Feature Engineering: New features were created, and existing ones were transformed to improve the performance of the models. This included encoding categorical variables and generating dummy variables for machine learning algorithms.
Modeling: Several machine learning models were built and evaluated:
Evaluation and Visualization: The models were evaluated using various metrics such as accuracy, confusion matrix, and classification report. Visualizations were created to illustrate the results and performance of the models.

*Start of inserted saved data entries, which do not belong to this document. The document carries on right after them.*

PR #6283, opened 2018-10-15
core: save native HTMLElement.prototype.matches function

### LINKED ISSUE #5934: .matches is not a function causes many audits to error
Hi, I was using object HTML tag to exploit element resize detection. Unfortunately, I found through lighthouse that this is detected as using "plugins" a.k.a embedded flash/silverlight/etc even when actually not embedding anything. I  strongly suggest lighthouse/google to check for the data attribute of object tag before flagging it as "plugin" usage since object tag is one of the most efficient/cross-browser compatible ways of detecting element resize events, therefore only count as a use of "plugins" if it actually has a data attribute defined. 

Anyway, after removing all object tags to my surprise I found I was still getting nagged about the use of "plugins". Digging through the code, and actually checking the source of Lighthouse plugin test,  I managed to find the problem, apparently if you define for an element a matches property, this will trigger a false positive for "use of plugins", and maybe other tests too. 

For example 
```
el.matches = "don't hate me :("; 
```
will cause "use of plugins" audit to fail, it will even fail when initialized to null.

My wild guess is that you are using matches internally to flag elements and doing something along the lines of 

```
el.hasOwnProperty("matches") {
 warnUseOfPlugins();
}
```

If this is the case and you are injecting properties to parse the DOM, you should be using a safe scope such as 
```
el._lighthouse_matches
```

I hope this helps to nail down the issue and hope this behavior does not reflect to the actual SEO algorithm.

BTW good job with Lighthouse tool, it's getting more and more awesome each day!

Here is the smallest example I can think of, to prove the concept.
```
<!DOCTYPE html>
<html>
<head>
  <meta charset="utf-8" />
  <meta http-equiv="X-UA-Compatible" content="IE=edge">
  <meta name="viewport" content="width=device-width, initial-scale=1">
  <title>Page Title</title>
</head>
<body>
  I don't use plugins, I swear!
  <div id="test"></div>
  <script>
    document.querySelector("#test").matches = "don't hate me :(";
  </script>
</body>
</html>
```
image

Hoten:
**Summary**

HTMLElement.prototype.matches was being overriden (by userland code), so we now store the native implementation at `HTMLElement.prototype.__matches` and use that instead.

Not sure how to make a test for this. If you use the sample HTML provided in the associated ticket, you'll see that the error no longer occurs.

**Related Issues/PRs**
Fixes #5934

### DIFF
--- a/lighthouse-cli/test/fixtures/dobetterweb/dbw_tester.html
+++ b/lighthouse-cli/test/fixtures/dobetterweb/dbw_tester.html
@@ -108,6 +108,23 @@
 </head>
 <body>
 
+<!-- Various sites like to assign HTMLElements a custom `matches` property. See issue #5934 -->
+
+<!-- EmbeddedContent will process these elements -->
+<object id="5934a"></object>
+<object id="5934b"></object>
+
+<script>
+  // Ensure gatherers still work when individual elements override '.matches'
+  document.getElementById("5934a").matches = "blahblah";
+  Object.defineProperty(document.getElementById("5934b"), 'matches', {
+    value: "blahblah"
+  });
+  
+  // Ensure gatherers still work when the prototype is messed with
+  HTMLElement.prototype.matches = { value: "blahblah" };
+</script>
+
 <div>
   <h2>Do better web tester page</h2>
   <span>Hi there!</span>
--- a/lighthouse-core/gather/driver.js
+++ b/lighthouse-core/gather/driver.js
@@ -1137,7 +1137,8 @@ class Driver {
   async cacheNatives() {
     await this.evaluateScriptOnNewDocument(`window.__nativePromise = Promise;
         window.__nativeError = Error;
-        window.__nativeURL = URL;`);
+        window.__nativeURL = URL;
+        window.__ElementMatches = Element.prototype.matches;`);
   }
 
   /**
--- a/lighthouse-core/lib/page-functions.js
+++ b/lighthouse-core/lib/page-functions.js
@@ -90,7 +90,7 @@ function getElementsInDocument(selector) {
   /** @param {NodeListOf<Element>} nodes */
   const _findAllElements = nodes => {
     for (let i = 0, el; el = nodes[i]; ++i) {
-      if (!selector || el.matches(selector)) {
+      if (!selector || window.__ElementMatches.call(el, selector)) {
         results.push(el);
       }
       // If the element has a shadow root, dig deeper.


Hoten:
Done, thanks for pointing me towards the smoke tests.

Hoten:
Paul found this err'ing sites:

https://www.fitreisen.de/
http://historie.brann.no/

I confirmed they work after these changes.

Hoten:
OK, the first link fails due to specific elements having a custom property descriptor (overriding `matches`), but the second one fails due to overriding `matches` somewhere on the prototype chain (I assume, did not confirm).

paulirish:
patch looks great. some of the smoketests are being a problem. Perhaps there's an extra console error now?

Hoten:
yeah, seems that the two elements I added produces an extra log statement. It also makes for two fewer render blocking requests ...

I guess these smoke tests are pretty fragile? I'll update the new expected values, let me know if that is incorrect.

Output before changing expectations:

```
lighthouse git:(issue-5934-matches-is-not-a-fn) ✗ yarn smoke dbw
yarn run v1.10.1
$ node lighthouse-cli/test/smokehouse/run-smoke.js dbw
Running ONLY smoketests for: dbw

Smoketest batch: parallel-second
dbw smoketest starting…

dbw smoketest results:
Command failed: node lighthouse-cli/test/smokehouse/smokehouse.js --config-path=lighthouse-cli/test/smokehouse/dbw-config.js --expectations-path=dobetterweb/dbw-expectations.js

Doing a run of 'http://localhost:10200/dobetterweb/dbw_tester.html'...
$ node lighthouse-cli/index.js http://localhost:10200/dobetterweb/dbw_tester.html --config-path=/Users/cjamcl/src/lighthouse/lighthouse-cli/test/smokehouse/dbw-config.js --output-path=smokehouse-32337.report.json --output=json --quiet --port=0
Asserting expected results match those found. (http://localhost:10200/dobetterweb/dbw_tester.html)
  ✓ final url: http://localhost:10200/dobetterweb/dbw_tester.html

  ✘ difference at errors-in-console.details.items.length
              expected: 6
                 found: 7

          found result:
      {
        "id": "errors-in-console",
        "title": "Browser errors were logged to the console",
        "description": "Errors logged to the console indicate unresolved problems. They can come from network request failures and other browser concerns.",
        "score": 0,
        "scoreDisplayMode": "binary",
        "rawValue": 7,
        "details": {
          "type": "table",
          "headings": [
            {
              "key": "url",
              "itemType": "url",
              "text": "URL"
            },
            {
              "key": "description",
              "itemType": "code",
              "text": "Description"
            }
          ],
          "items": [
            {
              "source": "other",
              "description": "Application Cache Error event: Manifest fetch failed (404) http://localhost:10200/dobetterweb/clock.appcache",
              "url": "http://localhost:10200/dobetterweb/dbw_tester.html"
            },
            {
              "source": "network",
              "description": "Failed to load resource: the server responded with a status of 404 (Not Found)",
              "url": "http://localhost:10200/dobetterweb/dobetterweb/dbw_tester.css?delay=100"
            },
            {
              "source": "network",
              "description": "Failed to load resource: the server responded with a status of 404 (Not Found)",
              "url": "http://localhost:10200/dobetterweb/unknown404.css?delay=200"
            },
            {
              "source": "network",
              "description": "Failed to load resource: the server responded with a status of 404 (Not Found)",
              "url": "http://localhost:10200/dobetterweb/fcp-delayer.js?delay=5000"
            },
            {
              "source": "network",
              "description": "Failed to load resource: the server responded with a status of 404 (Not Found)",
              "url": "http://localhost:10200/favicon.ico"
            },
            {
              "source": "Runtime.exception",
              "description": "TypeError: Cannot set property 'media' of null\n    at setTimeout (http://localhost:10200/dobetterweb/dbw_tester.html:24:22)",
              "url": "http://localhost:10200/dobetterweb/dbw_tester.html"
            },
            {
              "source": "Runtime.exception",
              "description": "Error: An error\n    at http://localhost:10200/dobetterweb/dbw_tester.html:63:38",
              "url": "http://localhost:10200/dobetterweb/dbw_tester.html"
            }
          ]
        }
      }


  ✘ difference at render-blocking-resources.details.items.length
              expected: 7
                 found: 5

          found result:
      {
        "id": "render-blocking-resources",
        "title": "Eliminate render-blocking resources",
        "description": "Resources are blocking the first paint of your page. Consider delivering critical JS/CSS inline and deferring all non-critical JS/styles. [Learn more](https://developers.google.com/web/tools/lighthouse/audits/blocking-resources).",
        "score": 0.47,
        "rawValue": 986,
        "displayValue": "Potential savings of 990 ms",
        "details": {
          "type": "opportunity",
          "headings": [
            {
              "key": "url",
              "valueType": "url",
              "label": "URL"
            },
            {
              "key": "totalBytes",
              "valueType": "bytes",
              "label": "Size (KB)"
            },
            {
              "key": "wastedMs",
              "valueType": "timespanMs",
              "label": "Potential Savings (ms)"
            }
          ],
          "items": [
            {
              "url": "http://localhost:10200/dobetterweb/dobetterweb/dbw_tester.css?delay=100",
              "totalBytes": 171,
              "wastedMs": 377
            },
            {
              "url": "http://localhost:10200/dobetterweb/unknown404.css?delay=200",
              "totalBytes": 171,
              "wastedMs": 377
            },
            {
              "url": "http://localhost:10200/dobetterweb/dbw_tester.css?delay=2200",
              "totalBytes": 853,
              "wastedMs": 377
            },
            {
              "url": "http://localhost:10200/dobetterweb/dbw_partial_a.html?delay=200",
              "totalBytes": 768,
              "wastedMs": 377
            },
            {
              "url": "http://localhost:10200/dobetterweb/dbw_tester.css?delay=3000&capped",
              "totalBytes": 853,
              "wastedMs": 227
            }
          ],
          "overallSavingsMs": 986
        }
      }

  Correctly passed 15 assertions

15 passing
2 failing
smoketest-dbw: 9636.795ms
dbw smoketest complete.

We have 1 failing smoketests: dbw
error Command failed with exit code 1.
```

Hoten:
My assumption is that some sort of costly processing happens with each element, and it is throwing off the expected result of all those `?delays`.

patrickhulce:
@Hoten yeah those smoketest errors definitely aren't expected. It looks like something is wrong with the HTML that's causing the rest of the elements to be dropped. 

```
            {
              "source": "Runtime.exception",
              "description": "TypeError: Cannot set property 'media' of null\n    at setTimeout (http://localhost:10200/dobetterweb/dbw_tester.html:24:22)",
              "url": "http://localhost:10200/dobetterweb/dbw_tester.html"
            },
```

is an error that shouldn't be there. A different test can't find `amp-style-link` which is just a few lines down from the code you added. Maybe there's something squirrely with the `<object>`s or script tag?

Also for the smoketest I'm thinking we want to redefine matches, not just use it to make sure our workaround is working-around something :)

paulirish:
> Maybe there's something squirrely with the <object>s or script tag?

they're within the `<head>` tag right now. gotta move it down into the `<body>`

lighthouse-cli/test/fixtures/dobetterweb/dbw_tester.html
```diff
@@ -27,6 +27,15 @@
   }, 1500);
 </script>
 
+<object id="5934a"></object>
+<object id="5934b"></object>
+<script>
+  document.getElementById("5934a").matches = "See #5934";
```
brendankenny: can you add a comment on why these lines are here so we aren't mystified at some point in the future :)

lighthouse-core/gather/driver.js
```diff
@@ -1137,7 +1137,8 @@ class Driver {
   async cacheNatives() {
     await this.evaluateScriptOnNewDocument(`window.__nativePromise = Promise;
         window.__nativeError = Error;
-        window.__nativeURL = URL;`);
+        window.__nativeURL = URL;
+        window.__ElementMatches = Element.prototype.matches;`);
```
brendankenny: 👍👍 on the `__ElementMatches` instead of modifying the prototype

Hoten:
`objects` in `head` was definitely the issue. Doh.

> Also for the smoketest I'm thinking we want to redefine matches, not just use it to make sure our workaround is working-around something :)

@patrickhulce I'll add a line that also redefines `HTMLElement.prototype.matches`. I think we should keep the others, as my first attempt at a solution (`HTMLElement.prototype.__matches = HTMLElement.prototype.matches`) failed to fix scenarios where individual objects (not prototypes) have a `matches` property that hid access to `HTMLElement.prototype.matches`.

lighthouse-cli/test/fixtures/dobetterweb/dbw_tester.html
Hoten: yup, done

patrickhulce:
Oh ya for sure didn't mean to suggest removing what you've already got 👍 :)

Overall, this project successfully demonstrated how to clean and preprocess data, handle missing values, and conduct effective modeling with EDA and visualization. The insights gained from this analysis and the models built provide a solid foundation for further exploration and application of machine learning techniques.